Cystic fibrosis (CF) is a genetic condition that can thicken your mucus and sweat. Testing is usually done in newborns, but adults might be screened as carriers, too. Some of these tests are blood tests.
CF is a genetic condition where the protein that controls your sweat and mucus production doesn’t work correctly. You may not have any symptoms of the condition, depending on what parts of the body are most affected.
In many parts of the United States, newborns are screened for this genetic disease through a blood test. People who weren’t screened as infants can get tested for CF as adults, especially if they are concerned about passing the condition on to their children.
This article will explore how tests are done for CF, who might need testing, and what to expect when you get your results.
Learn more about cystic fibrosis.
CF testing can be done in a few ways. In adults, sweat tests are most common, but newborns usually get a blood test within the first few days of life.
The blood test in newborns to check for CF checks two different elements.
The first is the presence of immunoreactive trypsinogen (IRT). This substance is made in the pancreas and can be high in infants with CF.

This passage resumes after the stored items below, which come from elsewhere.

PR #445, opened 2023-09-14
Map `problem_report` webhook event

### LINKED ISSUE #446: Add webhook topic mapping / event transformer for `problem-report`

cl0ete:
- Added `problem_report` model.
- Added transformer to webhook service.
- Added `problem_report` topic mapping

Closes #446


ff137 (approved):
Looks good

Do we have a test that generates a problem report? Perhaps we can add to the test an SseListener that awaits it, to ensure the model is mapped properly

PR #479, opened 2023-10-03
:bug: Fix ACA-Py race condition in configuration of endorser connection

ff137:
When onboarding an issuer that does not yet have a public did, a connection first needs to be created between the endorser and the to-be issuer.

Setting up the endorser connection metadata happens asynchronously in ACA-Py, and takes some moments to complete after `set_endorser_role` responds with a success. This leads to some race conditions, where the subsequent `set_endorser_info` method is called too quickly, because the connection metadata has not yet completely updated in ACA-Py storage.

So, it is necessary to assert that roles have been set (in the connection metadata) before the 'info' can be set, and all of this needs to be set before the issuer's did can be registered on the ledger.

This PR adds assert methods in the onboarding logic for an issuer, such that the race condition is eliminated and success rate of onboarding an issuer is more deterministic and reliable.

### DIFF
--- a/app/services/onboarding.py
+++ b/app/services/onboarding.py
@@ -240,17 +240,20 @@ async def onboard_issuer_no_public_did(
         return endorser_connection, connection_record
 
     async def set_endorser_roles(endorser_connection, connection_record):
+        endorser_connection_id = endorser_connection["connection_id"]
+        issuer_connection_id = connection_record.connection_id
+
         bound_logger.debug("Setting roles for endorser")
         await endorser_controller.endorse_transaction.set_endorser_role(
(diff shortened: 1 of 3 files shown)


app/services/onboarding.py
```diff
@@ -148,10 +152,8 @@ async def onboard_issuer(
         bound_logger.debug("No public DID for the to-be issuer")
         # Onboarding an issuer with no public DID can fail when creating a connection with
         # the endorser. If something goes wrong, the whole coroutine should be re-attempted
```
cl0ete, line 154: Nitpick: Update comment

cl0ete (approved):

wdbasson (approved):

PR #491, opened 2023-10-05
Fix coverage report

wdbasson:
Combine coverage reports from matrix steps and upload to Codacy.

### DIFF
--- a/.github/workflows/continuous-deploy.yml
+++ b/.github/workflows/continuous-deploy.yml
@@ -26,7 +26,7 @@ on:
     types: [submitted]
 
 concurrency:
-  group: continuous-deploy-${{ github.ref }}
+  group: cicd-${{ github.ref }}
   cancel-in-progress: true
 
 jobs:
@@ -36,6 +36,10 @@ jobs:
       id-token: write # This is required for requesting the JWT
       packages: write # To push to GHCR.io
     runs-on: ubuntu-latest
+
+    concurrency:
+      group: cicd-build-${{ matrix.image }}}
+      cancel-in-progress: false
 
     outputs:
       image_version: ${{ steps.meta.outputs.version }}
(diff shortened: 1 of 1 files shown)


.github/workflows/continuous-deploy.yml
```diff
@@ -214,10 +218,49 @@ jobs:
               echo "Tests passed with teardown error"
               exit 0
           else
-              exit $EXIT_CODE
+              # exit $EXIT_CODE
```
ff137, line 221: should this be uncommented again?

.github/workflows/continuous-deploy.yml
```diff
@@ -37,6 +37,10 @@ jobs:
       packages: write # To push to GHCR.io
     runs-on: ubuntu-latest
 
+    concurrency:
+      group: cicd-build-${{ matrix.image }}}
+      cancel-in-progress: false
```
ff137, line 42: should this also be true?
or is this covered by the first setting:
```
  group: cicd-${{ github.ref }}
  cancel-in-progress: true
```

.github/workflows/continuous-deploy.yml
```diff
@@ -229,6 +272,9 @@ jobs:
       id-token: write # Required to authenticate with AWS
       contents: read # Required to clone this repository
     runs-on: ubuntu-latest
+    concurrency:
+      group: cicd-deploy
+      cancel-in-progress: false
```
ff137, line 277: similar to cicd-build - shouldn't we cancel in progress deploy jobs if new push comes in?

wdbasson: Not currently no. We don't want to cancel an actual deployment halfway through the process.

.github/workflows/continuous-deploy.yml
wdbasson: No, this overrides the global concurrency config.  We don't want the same images to be built concurrently, it messes with the cache.

ff137: Aah, right. I'm used to the build job including the pytest job :+1:

rblaine95 (approved):

ff137 (approved):

.github/workflows/continuous-deploy.yml
wdbasson: We could configure concurrency per branch, where `cicd-build-${{ github.ref }}-${{ matrix.image }}`, and cancel in progress, but I want to test some stuff first, because the caching is fickle.

.github/workflows/continuous-deploy.yml
wdbasson: Yes. Thanks

PR #498, opened 2023-10-12
Optimize Dockers

rblaine95:
* Don't use official FastAPI docker image
  * According to FastAPI Documentation, you shouldn't use the official
FastAPI docker image in k8s
  * Also add `--no-cache-dir` to `pip install` commands to reduce docker
  image size
* Use `slim` docker images
image


rblaine95:
image

ff137 (approved):
nice!

PR #505, opened 2023-10-16
:boom::sparkles: Use new cloudcontroller and upgrade pydantic to v2

ff137:
Following on from the CloudController upgrade: https://github.com/didx-xyz/aries-cloudcontroller-python/pull/114

The refactored CloudController is mostly a drop-in replacement, as the AcaPyClient still functions the same. The breaking changes are actually quality-of-life improvements, such as allowing us to upgrade to pydantic v2, which amounts to most of the changes in this PR, like `.dict()` -> `.to_dict()` or `.model_dump()` renames; validator changes; etc

Other noteworthy changes:
- custom overrides of the JsonLD API (to circumvent overly strict model validation) and the Multitenancy API (to support the group_id plugin for wallets), these have been moved into the CloudController default APIs
- error handling changes for CloudController's new custom exception
- :boom: some model fields (the ones using reserved words - `from` and `schema`) have been renamed from being appended with an underscore, to instead being prepended with `var_`. Example: 
  ```py
    indy_proof_request = IndyProofRequest(
        non_revoked=IndyProofRequestNonRevoked(var_from=0, to=20),
    ...
    ```
  Json request bodies can still use "from" as a key name - and that is the default. However, the breaking change would be that "from_" is no longer valid. Particularly, this impacts almost all verifier routes request and response models.
- :boom: the `p_value` field in `requested_predicates` for ProofRequest model types, is now strictly an int


app/models/tenants.py
```diff
@@ -12,45 +10,37 @@ class CreateWalletRequestWithGroups(CreateWalletRequest):
...
-class WalletRecordWithGroups(WalletRecord):
-    group_id: Optional[str] = Field(None, example="SomeGroupId")
-
-
-class WalletListWithGroups(BaseModel):
-    results: Optional[List[WalletRecordWithGroups]] = None
-
-
 class TenantRequestBase(BaseModel):
-    image_url: Optional[HttpUrl] = Field(
```
ff137, line 24: todo - set this back to HttpUrl

app/models/tenants.py
```diff
@@ -12,45 +10,37 @@ class CreateWalletRequestWithGroups(CreateWalletRequest):
...
+    group_id: Optional[str] = Field(None, examples=["SomeGroupId"])
 
 
 class Tenant(BaseModel):
-    tenant_id: str = Field(..., example="545135a4-ecbc-4400-8594-bdb74c51c88d")
-    tenant_name: str = Field(..., example="Alice")
-    image_url: Optional[str] = Field(None, example="https://yoma.africa/image.png")
+    tenant_id: str = Field(..., examples=["545135a4-ecbc-4400-8594-bdb74c51c88d"])
+    tenant_name: str = Field(..., examples=["Alice"])
+    image_url: Optional[str] = Field(None, examples=["https://yoma.africa/image.png"])
```
ff137, line 36: Also test setting this to Url type

ff137 (commented):
Also review any remaining pydantic deprecation warnings. Edit: done :white_check_mark:

rblaine95 (approved):
For what my review is worth, LGTM 👍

If the first test result shows an elevated IRT, a second test will also be reviewed. This test checks for a protein that causes CF, called the cystic fibrosis transmembrane conductance regulator (CFTR).
Newborn screening for CF is required in many states and is recommended even if the birthing parent was already screened for CF during pregnancy.
CFTR testing is also done on adult blood samples, though testing samples of sweat is the more common method of ruling out or diagnosing CF in adults.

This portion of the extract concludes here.